Nor may we judge of the action of the supreme court of the state upon the tax because of its size, nor yield to the contention of the company that it, the company, had not accepted the assessment plan of insurance, but was doing business on the premium plan, and therefore subject to the tax which it had included in the assessment. These are state questions, and are not within our power to review.

It is further contended by the Hartford Company that the supreme court permitted the recovery of damages and attorney's fees under the provisions of a statute of the state, although there was no evidence in support thereof, except the delay in payment of the claim for insurance, notwithstanding, it is further said, the company "had prevailed on every issue that had theretofore been presented," and that, by this action, the company was deprived of its property without due process of law in violation of the Fourteenth Amendment of the Constitution of the United States.

In support of its contention, the company cites § 7068 of the Revised Statutes of Missouri 1909, which, it is said, authorizes such recovery only "if it appear from the evidence that such company [insurance company] has vexatiously refused to pay" loss under a policy, and no evidence was offered on either trial to show the existence of the condition prescribed by the statute.
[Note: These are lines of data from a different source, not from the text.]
PR #3007, opened 2021-04-06
Update marketing consent test to target LP + TYP

TomPretty:
Update the marketing consent test to target the LP + TYP. Before it just targeted the TYP, but as the routing between LP -> TYP is done client side, we weren't registering the new ab test participation.

### DIFF
--- a/support-frontend/assets/helpers/abTests/abtestDefinitions.js
+++ b/support-frontend/assets/helpers/abTests/abtestDefinitions.js
@@ -3,8 +3,13 @@ import type { Tests } from './abtest';
 
 // ----- Tests ----- //
 
+// Note: When setting up a test to run on the contributions thank you page
+// you should always target both the landing page *and* the thank you page.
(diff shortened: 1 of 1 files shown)


support-frontend/assets/helpers/abTests/abtestDefinitions.js
```diff
@@ -4,7 +4,6 @@ import type { Tests } from './abtest';
 // ----- Tests ----- //
 
 const allLandingPagesAndThankyouPages = '/contribute|thankyou(/.*)?$';
-const allThankYouPages = '/thankyou(/.*)?$';
```
TomPretty, line 7: Perhaps it's worth having a comment here in the code that mentions that we shouldn't target just the TYP for these tests?

tomrf1: 👍

tomrf1 (approved):

PR #3009, opened 2021-04-07
Update `sendTrackingEvent` component event data: "products" to "products"

GHaberis:

This PR update the "component event" data model we send via Ophan. The model for a component event listed in the [Thrift definition](https://dashboard.ophan.co.uk/docs/thrift/componentevent.html#Struct_ComponentEvent) states there should be a non optional key `products`, wjich could be an empty list. In the component event data we were sending the list with the key `product`, this PR corrects that. Interestingly I've checked the pageview table in the lake and the affected component events have been registered using the current incorrect model.


rupertbates (approved):
Looks good to me.

PR #2794, opened 2020-10-22
Remove the `userDigitalVoucher` flag

rupertbates:
## Why are you doing this?

Now that Subscription Card (AKA digital voucher or iMovo) is live we no longer need a flag for whether to use it or not. This PR removes that flag.

[**Trello Card**](https://trello.com/c/qMSYti7t/3400-post-subs-card-launch-remove-usedigitalvoucher-switch)

### NB. Do not merge until after discussion with SX on Dec 10th

PR #3010, opened 2021-04-07
Remove use digital flag

rupertbates:
## Why are you doing this?

Now that Subscription Card (AKA digital voucher or iMovo) is live we no longer need a flag for whether to use it or not. This PR removes that flag.

[**Trello Card**](https://trello.com/c/qMSYti7t/3400-post-subs-card-launch-remove-usedigitalvoucher-switch)

This PR is an update of https://github.com/guardian/support-frontend/pull/2794 - that had hung around for so long that it was easier to start again than update it.


GHaberis (approved):
Looks good 👍

PR #2994, opened 2021-03-24
Accordion AB test

rupertbates:
## What are you doing in this PR?
This PR sets up the digital subscription 'accordion' AB test. The aim of the test is to see whether having the information accordions open by default will result in an increase in checkout starts.

[**Optimize test**](https://optimize.google.com/optimize/home/#/accounts/1368065808/containers/6827913/experiments/470)
[**Trello Card**](https://trello.com/c/pjBs0cNe/3405-increase-conversion-on-digital-subs-landing-page-by-testing-optimisation-of-accordions)

PR #3014, opened 2021-04-14
Roll back changes made to support accordion AB test

GHaberis:

This PR rolls back the changes put in place in https://github.com/guardian/support-frontend/pull/2994 to support the Accordion AB test. The original aim of the test is to see whether having the information accordions open by default will result in an increase in checkout starts. The results show the original implementation (closed by default) was 61% probability to be best, so we can roll back to that now.


i-hardy (approved):
👍

PR #3016, opened 2021-04-15
remove references to bintray

johnduffell:

This PR removes references to bintray, and also updates the SSM configuration library to use one that is in normal sonatyle.

https://trello.com/c/cyWdxhry/3659-remove-support-frontend-dependency-on-bintray

## Why are you doing this?

Bintray is going away on 1st may https://jfrog.com/blog/into-the-sunset-bintray-jcenter-gocenter-and-chartcenter/


kelvin-chappell (approved):
👍

PR #3816, opened 2022-06-06
Pass Ophan page view id and referer URL when creating an Identity guest account

i-hardy:

This adds the Ophan page view ID and referrer URL as query parameters when creating a new Identity account for a guest user during the checkout process. We already pass the page view ID as part of the acquisition data, and as we submit form data via AJAX we can access the 'last visited URL' as the `Referer` header on the request, which is automatically added by the browser.

[**Trello Card**](https://trello.com/c/pgyDZqdO)

## Why are you doing this?

This is due to a request from the Identity team to help them better track where account registrations originat


TomPretty (approved):
LGTM 👍

PR #3817, opened 2022-06-06
Strip new line characters from response body logging

rupertbates:
Http responses from the Stripe billing API have lots of newlines in them which when logged break out the message into multiple lines, this gets very confusing for large responses.

This PR strips the newline characters before logging

### DIFF
--- a/support-modules/rest/src/main/scala/com/gu/rest/WebServiceHelper.scala
+++ b/support-modules/rest/src/main/scala/com/gu/rest/WebServiceHelper.scala
@@ -97,7 +97,7 @@ trait WebServiceHelper[Error <: Throwable] {
         .toTry
       responseBody <- Try(body.string())
       codeBody = CodeBody(code, responseBody)
-      _ = SafeLogger.info(s"response $code body: ${responseBody}")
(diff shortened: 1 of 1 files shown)


TomPretty (approved):

support-modules/rest/src/main/scala/com/gu/rest/WebServiceHelper.scala
```diff
@@ -97,7 +97,7 @@ trait WebServiceHelper[Error <: Throwable] {
         .toTry
       responseBody <- Try(body.string())
       codeBody = CodeBody(code, responseBody)
-      _ = SafeLogger.info(s"response $code body: ${responseBody}")
+      _ = SafeLogger.info(s"response $code body: ${responseBody.replace("\n", "")}")
```
johnduffell, line 100: another option which works for EC2 instance logging to cloudwatch (but not laambdas) is to indent the continuation lines with whitespace
```suggestion
      _ = SafeLogger.info(s"response $code body: ${responseBody.replace("\n", "\n ")}")
```

johnduffell: I suspected so. I haven't found a way to make it work with lambdas.

PR #3820, opened 2022-06-06
Fix eslint errors

TomPretty:

## Is this an AB test?
- [ ] Yes
- [ ] No


support-frontend/assets/helpers/internationalisation/country.ts
```diff
@@ -627,16 +627,17 @@ function detect(
...
 			countryGroupId,
 		);
 
-		if (candidateCountry !== null && country === null) {
+		if (candidateCountry !== null) {
 			country = candidateCountry;
+			break;
 		}
-	});
+	}
```
TomPretty, line 640: With the original version (using the `forEach` method) eslint was complaining about the conditional on line 642. By changing to a `for...of` loop eslint can now tell `country` is getting assigned before the check. I also think this is slightly better as we can now `break` from the loop early instead of having a conditional check

support-frontend/assets/helpers/internationalisation/currency.ts
```diff
@@ -137,15 +137,8 @@ const spokenCurrencies: Record<IsoCurrency, SpokenCurrency> = {
...
-	countryGroupId: CountryGroupId,
-): IsoCurrency | null | undefined {
-	const countryGroup: CountryGroup | null | undefined =
-		countryGroups[countryGroupId];
-
-	if (!countryGroup) {
-		return null;
-	}
+function fromCountryGroupId(countryGroupId: CountryGroupId): IsoCurrency {
+	const countryGroup = countryGroups[countryGroupId];
```
TomPretty, line 141: This one makes me slightly nervous. Given the type signature, `countryGroup` is always defined so we don't need the conditional. Typescript should catch anywhere that we use it incorrectly but I'm still worried that there might be some code that depends on it

TomPretty: I looked for every instance of type assertions casting to `CountryGroupId` and they all look fine so this should be safe

support-frontend/assets/components/ticker/contributionTicker.tsx
```diff
@@ -42,9 +42,9 @@ const getInitialTickerValues = (
 		tickerCountType === 'money' ? '/ticker.json' : '/supporters-ticker.json',
 	)
 		.then((resp) => resp.json())
-		.then((data) => {
-			const total = parseInt(data.total, 10);
-			const goal = parseInt(data.goal, 10);
+		.then((data: DataFromServer) => {
+			const total = Math.floor(data.total);
+			const goal = Math.floor(data.goal);
```
TomPretty, line 47: The types from the server are already `number`s so the call to `parseInt` wasn't actually correct as it expects a `string`.

support-frontend/assets/components/ticker/contributionTicker.tsx
```diff
@@ -158,7 +158,7 @@ export default class ContributionTicker extends Component<
 			);
 		}
 
-		if (this.state.goalReached && this.props.tickerEndType === 'unlimited') {
+		if (this.props.tickerEndType === 'unlimited') {
```
TomPretty, line 161: We don't need the `goalReached` check as we've already checked `!goalReached` above and returned from the function if so

support-frontend/assets/components/ticker/contributionTicker.tsx
```diff
@@ -171,17 +171,13 @@ export default class ContributionTicker extends Component<
 			);
 		}
 
-		if (this.state.goalReached && this.props.tickerEndType === 'hardstop') {
```
TomPretty, line 174: We don't need this check at all we've already returned if `!goalReached` or `tickerEndType !== 'hardstop'`

rupertbates (approved):
Looks good, I think it would be worth testing extensively though as there are quite a few changes that could potentially break things if there is code relying on previous quirks.

TomPretty:
> Looks good, I think it would be worth testing extensively though as there are quite a few changes that could potentially break things if there is code relying on previous quirks.

Yeah just been testing now and I'm happy that we're using it correctly everywhere. I'll merge and keep a close eye on it after it's live

PR #3821, opened 2022-06-07
Remove set up of extra node version in workflow

TomPretty:

Now that we're using the same version of node for cdk and support-frontend there is no need to have two separate node setup steps


marialani (approved):
👍

PR #3822, opened 2022-06-07
Add typescript & eslint workflows

TomPretty:

Adds two new workflows: `support-frontend-typescript` and `support-frontend-eslint`. Now that we've got both typescript and lint errors down to 0, we can turn on these checks in CI to ensure they stay that way.

I've followed the style of dotcom-rendering which is to have them as separate workflows so that they can run in parallel.

**NB:** The new actions won't show on this PR as it's not touching any files in the `support-frontend` directory. I tested they were working by making a small change to a `ts` file, but have now dropped that change.

### DIFF
--- a/.github/workflows/support-frontend-eslint.yml
+++ b/.github/workflows/support-frontend-eslint.yml
@@ -1,0 +1,28 @@
+name: support-frontend - eslint
+
+on:
+  push:
+    paths:
+      - support-frontend/**
+
+jobs:
+  support_frontend_build:
+    name: support-frontend - eslint
+    runs-on: ubuntu-latest
+    steps:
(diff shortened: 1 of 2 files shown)


i-hardy (approved):
This is great, definitely good to have them as separate workflows so they don't slow down the build. We should probably also make these required checks under the branch protection rules once this is merged: https://github.com/guardian/support-frontend/settings/branch_protection_rules/736841

TomPretty:
> This is great, definitely good to have them as separate workflows so they don't slow down the build. We should probably also make these required checks under the branch protection rules once this is merged: https://github.com/guardian/support-frontend/settings/branch_protection_rules/736841

Yeah will do!

PR #3824, opened 2022-06-07
Notify Quantum Metric of user AB test participations 

GHaberis:

We need to notify Quantum Metric of a user's AB test participations, using the `window.QuantumMetricAPI.sendEvent` function. This PR sends this relevant data to Quantum Metric.

Whilst doing this I've also updated the logic to load Quantum Metric's script by replacing some custom logic to add the script with `import { loadScript } from '@guardian/libs'`. 

[**Trello Card**](https://trello.com/c/BfI7Ru7b/462-quantum-metric-implement-sendevent-call-for-ab-test-participations)

### DIFF
--- a/support-frontend/assets/helpers/tracking/quantumMetric.ts
+++ b/support-frontend/assets/helpers/tracking/quantumMetric.ts
@@ -1,46 +1,87 @@
 import { onConsentChange } from '@guardian/consent-management-platform';
+import { loadScript } from '@guardian/libs';
+import type { Participations } from 'helpers/abTests/abtest';
 import { isSwitchOn } from 'helpers/globalsAndSwitches/globals';
+import { logException } from 'helpers/utilities/logger';
 
-function pathIsValid(): boolean {
-	const locationPath = window.location.pathname;
-	// Contribution landing page and thank you page (all regions)
-	const contributionsRegex = /\/contribute|thankyou?(\?.*)?$/;
-	// Non-Gifting Digi Subs landing page, checkout and thank you page (all regions)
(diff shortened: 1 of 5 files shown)


GHaberis:
[Quantum Metric: Implement SendEvent call for AB test participations.](https://trello.com/c/BfI7Ru7b/462-quantum-metric-implement-sendevent-call-for-ab-test-participations)

support-frontend/assets/helpers/tracking/quantumMetric.ts
```diff
@@ -1,46 +1,87 @@
...
+				crossOrigin: 'anonymous',
+			},
+		)
+			.then(() => {
+				resolve();
+			})
+			.catch(() => {
+				logException('Failed to load Quantum Metric');
+			});
+	});
```
i-hardy, line 75:
```suggestion
	return loadScript(
			'https://cdn.quantummetric.com/instrumentation/1.31.3/quantum-gnm.js',
			{
				async: true,
				integrity:
					'sha384-jL1rlM/U30WWRsDEQDalNiDV8FOjayD5RCgzkywrohMqg6oME3zbszWB31/40MAD',
				crossOrigin: 'anonymous',
			},
		)
			.catch(() => {
				logException('Failed to load Quantum Metric');
			});
	});
```

If `loadScript` returns a promise there's no need to wrap it in the promise constructor.

i-hardy (approved):
One suggestion, otherwise looks good!

support-frontend/assets/helpers/tracking/quantumMetric.ts
GHaberis: It does indeed return a Promise, good suggestion 👍

PR #3825, opened 2022-06-07
Refactor and simplify address components' connection to Redux

i-hardy:
This refactors the `AddressFields` and `PostcodeFinder` component to remove their direct reliance on Redux, and the complex scoping mechanism that was used in order to be able to use them for both delivery and billing addresses.

The components themselves now simply accept props, and the connection to the store is managed by two separate connected component wrappers in `scopedAddressFields.ts`, that talk to the billing and delivery address respectively.

[**Trello Card**](https://trello.com/c/jXtoPc0R)

## Why are you doing this?

This will make it a lot easier to eventually migrate address state to Redux Toolkit- we'll just need to update the two wrapper components, rather than unpicking the scoping mechanism in the components themselves.

### DIFF
--- a/support-frontend/assets/components/subscriptionCheckouts/address/addressFields.tsx
+++ b/support-frontend/assets/components/subscriptionCheckouts/address/addressFields.tsx
@@ -38,7 +38,7 @@ type StatePropTypes = FormFields & {
 
 type PropTypes = StatePropTypes &
 	AddressActionCreators & {
-		setPostcode: (postcode: string) => void;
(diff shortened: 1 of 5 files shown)


i-hardy:
[🛠 Redux Toolkit migration - decouple address and postcode components from state 🛠](https://trello.com/c/jXtoPc0R/463-%F0%9F%9B%A0-redux-toolkit-migration-decouple-address-and-postcode-components-from-state-%F0%9F%9B%A0)

GHaberis (approved):
Looks good 👍

PR #3826, opened 2022-06-08
Fix default promo copy on GW product page

tomrf1:
The /subscribe/weekly page renders copy from a promo.
We have a list of promos. Currently it only checks the first promo in the list. This can result in a promo showing at the bottom of the page (in the 'cards') but not in the copy at the top.
This PR changes this logic to scan the list until a valid promo is found.


KaliedaRik (approved):
Seems reasonable

PR #3827, opened 2022-06-08
Remove av calculator client as a dependency

TomPretty:

Removes the `acquisitions-value-calculator-client` from the `acquisitions-firehose-transformer` and `acquisition-events` modules. This client would kick of a lambda which would compute the AV. The AV calculation is quite simple so we've copied it across from the [client repo](https://github.com/guardian/acquisitions-value-calculator).

The motivation behind this was to reduce the size of the `acquisitions-firehose-transformer` project as the lambda deploy had started to fail due to it's file size. It's now deploying successfully to CODE.


TomPretty:
> We should monitor that lambda and if it is no longer receiving traffic we can delete it and archive the repos

Yeah good shout - I'll create a ticket to check in on it

PR #3831, opened 2022-06-09
Small tweak to the patrons data pipeline

rupertbates:
We want to filter out the patrons@theguardian.com email address from the Stripe to SupporterProductData pipeline as this is an address used by CSRs when a patron does not provide an email, however we shouldn't filter out all guardian email addresses - mostly because this makes testing difficult!

### DIFF
--- a/stripe-patrons-data/src/main/scala/com/gu/patrons/services/StripeSubscriptionsProcessor.scala
+++ b/stripe-patrons-data/src/main/scala/com/gu/patrons/services/StripeSubscriptionsProcessor.scala
@@ -34,9 +34,7 @@ class StripeSubscriptionsProcessor(
   def processSubs(list: List[StripeSubscription]) = {
     Future.sequence(
       list
-        .filterNot(sub =>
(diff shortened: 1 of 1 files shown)


stripe-patrons-data/src/main/scala/com/gu/patrons/services/StripeSubscriptionsProcessor.scala
```diff
@@ -34,9 +34,7 @@ class StripeSubscriptionsProcessor(
   def processSubs(list: List[StripeSubscription]) = {
     Future.sequence(
       list
-        .filterNot(sub =>
-          sub.customer.email.contains("@guardian.co.uk") || sub.customer.email.contains("@theguardian.com"),
-        )
+        .filterNot(sub => sub.customer.email == "patrons@theguardian.com")
```
johnduffell, line 37:
```suggestion
    val unknownEmailViaCSR = "patrons@theguardian.com"
    Future.sequence(
      list
        .filterNot(sub => sub.customer.email == unknownEmailViaCSR)
```

johnduffell (approved):
just a small bit of documentation in the suggestion

PR #3901, opened 2022-06-14
Refactor CSR mode related code

marialani:
~~This PR creates a new Redux Toolkit slice for the state related to 'CSR mode' and integrates it into the existing checkouts.~~

We’ve decided against placing CSR mode state in the store, as the CSR banner is present on pages where we don’t use Redux and therefore the component does not always have access to the store. There is an option to pass the store as a prop to a connected component but as the CSR banner is mainly used to provide a visual indication to a CSR that all is working correctly, it most likely does not need to be in the store.

[**Trello Card**](https://trello.com/c/XZClH0l6/480-%F0%9F%9B%A0-redux-toolkit-migration-refactor-csr-mode-state-%F0%9F%9B%A0)

## Why are you doing this?
~~This is part of work to overhaul our usage of Redux and migrate to using Toolkit to simplify and streamline working on Redux-related code.~~

### DIFF
--- a/support-frontend/assets/helpers/subscriptionsForms/formActions.ts
+++ b/support-frontend/assets/helpers/subscriptionsForms/formActions.ts
@@ -237,48 +237,24 @@ function setCsrCustomerData(
 	addressType: AddressType,
 	csrCustomerData: CsrCustomerData,
 ) {
-	return (
-		dispatch: SubscriptionsDispatch,
-		getState: () => CheckoutState,
-	): void => {
-		csrCustomerData.customer.email &&
-			dispatch(formActionCreators.setEmail(csrCustomerData.customer.email));
-		csrCustomerData.customer.email &&
-			dispatch(
-				formActionCreators.setConfirmEmail(csrCustomerData.customer.email),
-			);
-		csrCustomerData.customer.firstName &&
-			dispatch(
-				formActionCreators.setFirstName(csrCustomerData.customer.firstName),
-			);
+	return (dispatch: SubscriptionsDispatch): void => {
+		const { email, firstName, country, street, city, postcode, state } =
+			csrCustomerData.customer;
+
+		email && dispatch(formActionCreators.setEmail(email));
+		email && dispatch(formActionCreators.setConfirmEmail(email));
+		firstName && dispatch(formActionCreators.setFirstName(firstName));
 		dispatch(formActionCreators.setLastName(csrCustomerData.customer.lastName));
 
 		dispatch(formActionCreators.setCsrUsername(csrUserName(csrCustomerData)));
 		dispatch(formActionCreators.setSalesforceCaseId(csrCustomerData.caseId));
 
 		const addressActions = addressActionCreatorsFor(addressType);
-		csrCustomerData.customer.country &&
-			addressActions.setCountry(csrCustomerData.customer.country)(dispatch);
-		csrCustomerData.customer.street &&
-			addressActions.setAddressLineOne(csrCustomerData.customer.street)(
-				dispatch,
-				getState,
-			);
-		csrCustomerData.customer.city &&
-			addressActions.setTownCity(csrCustomerData.customer.city)(
-				dispatch,
-				getState,
-			);
-		csrCustomerData.customer.postcode &&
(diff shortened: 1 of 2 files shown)


marialani:
[🛠 Redux Toolkit migration - refactor CSR Mode state 🛠](https://trello.com/c/XZClH0l6/480-%F0%9F%9B%A0-redux-toolkit-migration-refactor-csr-mode-state-%F0%9F%9B%A0)

support-frontend/assets/components/csr/csrBanner.tsx
```diff
@@ -17,18 +17,23 @@ const banner = css`
...
-	>(undefined);
+interface CsrBannerProps {
+	csrCustomerData: CsrCustomerData;
+	setCsrCustomerData: ActionCreatorWithPayload<CsrCustomerData>;
+}
+
+function CsrBanner({
+	csrCustomerData,
+	setCsrCustomerData,
+}: CsrBannerProps): JSX.Element | null {
```
i-hardy, line 28: If we're providing data from the store as props it would be better to use `mapStateToProps` and `mapDispatchToProps`- this would also remove the need to inject `<CsrBanner />` as a prop into the `Page` component, and means that `setCsrCustomerData` will be wrapped with `dispatch` and will actually trigger a state update when it's called- passing in the action creator by itself means all you have is a function that returns an action object.

```suggestion
function mapStateToProps(state: SubscriptionsState) {
	return {
		csrCustomerData: state.page.checkoutForm.csrCustomerData,
	}
}

const mapDispatchToProps = {
	setCsrCustomerData,
}

const connector = connect(mapStateToProps, mapDispatchToProps);

type CsrBannerProps = ConnectedProps<typeof connector>;

// component code

export default connector(CsrBanner);
```

support-frontend/assets/components/csr/csrBanner.tsx
```diff
@@ -17,18 +17,23 @@ const banner = css`
...
 	useCsrCustomerData(setCsrCustomerData);
 
-	if (csrCustomerData) {
+	if (csrCustomerData.csr.firstName) {
 		return (
 			<div css={container}>
 				<div css={banner}>
 					You are in customer support mode. Signed in as:{' '}
-					{csrUserName(csrCustomerData)}
+					{csrCustomerData.csr.userName ?? csrUserName(csrCustomerData)}
```
i-hardy, line 36: Is there a reason for checking for two different properties for the CSR user?

support-frontend/assets/helpers/subscriptionsForms/formActions.ts
```diff
@@ -241,44 +239,23 @@ function setCsrCustomerData(
...
-		csrCustomerData.customer.state &&
-			addressActions.setState(csrCustomerData.customer.state)(
-				dispatch,
-				getState,
-			);
+		country && addressActions.setCountry(country)(dispatch);
+		street && addressActions.setAddressLineOne(street)(dispatch, getState);
+		city && addressActions.setTownCity(city)(dispatch, getState);
+		postcode && addressActions.setPostcode(postcode)(dispatch, getState);
+		state && addressActions.setState(state)(dispatch, getState);
```
i-hardy, line 258: This is so much easier to read 🤩 but we can also just pass these to `dispatch` rather than needing to call them again with `dispatch` and `getState`- Redux will do that for us internally:

```suggestion
		country && dispatch(addressActions.setCountry(country));
		street && dispatch(addressActions.setAddressLineOne(street));
		city && dispatch(addressActions.setTownCity(city));
		postcode && dispatch(addressActions.setPostcode(postcode));
		state && dispatch(addressActions.setState(state));
```

i-hardy (changes requested):
Changing how we provide `setCsrCustomerData` to the banner is necessary for it to actually update the state; the other stuff I've commented on is more superficial and not really a blocker to getting this merged.

support-frontend/assets/components/csr/csrBanner.tsx
marialani: We use the `csrUserName()` function to construct the csr username from the first and last names then store it in state. The function is just constructing a simple string so I'll remove the additional check

GHaberis (approved):
Looks good 👍

PR #3912, opened 2022-06-17
Remove DD from subs

rupertbates:
Follow up to #3911


tomrf1 (approved):

support-frontend/assets/helpers/subscriptionsForms/countryPaymentMethods.ts
```diff
@@ -1,9 +1,8 @@
-import { DirectDebit, PayPal, Stripe } from 'helpers/forms/paymentMethods';
+import { PayPal, Stripe } from 'helpers/forms/paymentMethods';
 import type { IsoCountry } from 'helpers/internationalisation/country';
 import type { IsoCurrency } from 'helpers/internationalisation/currency';
 
 export type SubscriptionsPaymentMethod =
-	| typeof DirectDebit
```
i-hardy, line 6: I don't think there's any need to remove it from the typedef; as long as it's not being returned from `supportedPaymentMethods` then the option won't show up in the checkout, and this will avoid the cascade of type errors elsewhere in the code.

PR #4192, opened 2022-09-06
Add a debug slice for Redux action history - with serialisation error protection

i-hardy:

This is a re-do of #4188 - please see that PR description for details on the change.

## Why are you doing this?

The previous PR caused a problem on the contributions checkout with the async thunk action that checks the validity of direct debit details, which contains a `meta` property with an unserializable, circular reference. This issue has been corrected by only serialising the `type` and `payload` values from actions, and additionally adding a try/catch to the debug reducer to guard against future edge cases.

### DIFF
--- a/support-frontend/assets/helpers/redux/debug/reducer.ts
+++ b/support-frontend/assets/helpers/redux/debug/reducer.ts
@@ -1,0 +1,23 @@
+import { createSlice } from '@reduxjs/toolkit';
+
+const isAnyAction = () => true;
+
+export const debugSlice = createSlice({
+	name: 'debug',
+	initialState: {
+		actionHistory: '',
+	},
+	reducers: {},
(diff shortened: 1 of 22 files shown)


support-frontend/assets/helpers/redux/debug/reducer.ts
```diff
@@ -0,0 +1,23 @@
...
+			try {
+				const { type, payload } = action as { type: string; payload: unknown };
+				state.actionHistory += ` ${JSON.stringify({ type, payload })}\n`;
+			} catch (error) {
+				return;
+			}
+		});
+	},
+});
+
```
michaelbjacobson, line 22: Looks good!

michaelbjacobson (approved):
👍🏼

PR #4203, opened 2022-09-08
Quantum Metric: sendEvent on Single Contribution Conversions w/ Paypal

GHaberis:

We were informed by Quantum Metric (QM) that they were not seeing any conversion events for Single Contributions where Paypal was the payment method. We send an event to notify QM of a Contribution conversion using the function `sendEventContributionCheckoutConversion`, which was being called from [ContributionFormContainer.tsx](https://github.com/guardian/support-frontend/compare/gh-qm-paypal?expand=1#diff-be89a142511eb13fcfbad9516c2d5dea6042e18103f0b48721945033f3a8d41d). 

On investigation we found `sendEventContributionCheckoutConversion` was only being called for Single Contribution conversions w/ Credit Card and Recurring Contribution conversions w/ all payment methods. The reason it wasn't being called for Single Contribution conversions w/ Paypal is we take these users off the support site to Paypal's site to complete their payment, and return them **directly** to the Contributions Thank You page, whereas all other users remain on Contributions Landing Page whilst their payment is processed, or in the case of Recurring Contribution conversions w/ Paypal they're returned to the Contributions Landing Page before being redirected to the Contributions Thank You page. In short the code block within which the `sendEventContributionCheckoutConversion` call was made is never executed for Single conversions w/ Paypal.

To get around this we've settled on the solution of storing the information we need to send QM (`selectedContributionType`, `contributionAmount` and `currency`) in session storage. `selectedContributionType` and `currency` are already set in session storage in separate side affects, so we only needed to additionally set `contributionAmount`. as a side affect of the 'SET_CHECKOUT_FORM_HAS_BEEN_SUBMITTED' redux action.

This information is retrieved on the  the Contributions Thank You page and we send it to QM from here rather now. We have to use session storage as the state does not persist when going from the Contributions Landing Page to Paypal and then back to the Contributions Thank You page.

### DIFF
--- a/support-frontend/assets/helpers/page/analyticsAndConsent.ts
+++ b/support-frontend/assets/helpers/page/analyticsAndConsent.ts
@@ -25,6 +25,7 @@ function analyticsInitialisation(
 	setReferrerDataInLocalStorage(acquisitionData);
 	void googleTagManager.init(participations);
 	ophan.init();
+	console.log('*** initQuantumMetric ***');
 	initQuantumMetric(participations);
 	trackAbTests(participations);
 	// Sentry logging.
--- a/support-frontend/assets/helpers/page/analyticsAndConsent.ts
+++ b/support-frontend/assets/helpers/page/analyticsAndConsent.ts
@@ -25,7 +25,6 @@ function analyticsInitialisation(
 	setReferrerDataInLocalStorage(acquisitionData);
 	void googleTagManager.init(participations);
 	ophan.init();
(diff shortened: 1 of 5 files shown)


GHaberis:
[Quantum Metric: SendEvent for Single Contribution conversions paid with PayPal.](https://trello.com/c/dQHMaHB8/529-quantum-metric-sendevent-for-single-contribution-conversions-paid-with-paypal)

marialani (approved):
LGTM 👍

The immediate

Page 255 U. S. 138

answer to the contention is that what the statute prescribed was for the courts of the state to determine, and their construction is not open to our review, though we might consider its application to the circumstances of the case to be rather hard. And it would, we think, be extreme to hold that the statute or its construction is a violation of the Fourteenth Amendment.

Judgment affirmed.

MR. JUSTICE HOLMES, MR. JUSTICE VAN DEVANTER, and MR. JUSTICE McREYNOLDS dissent.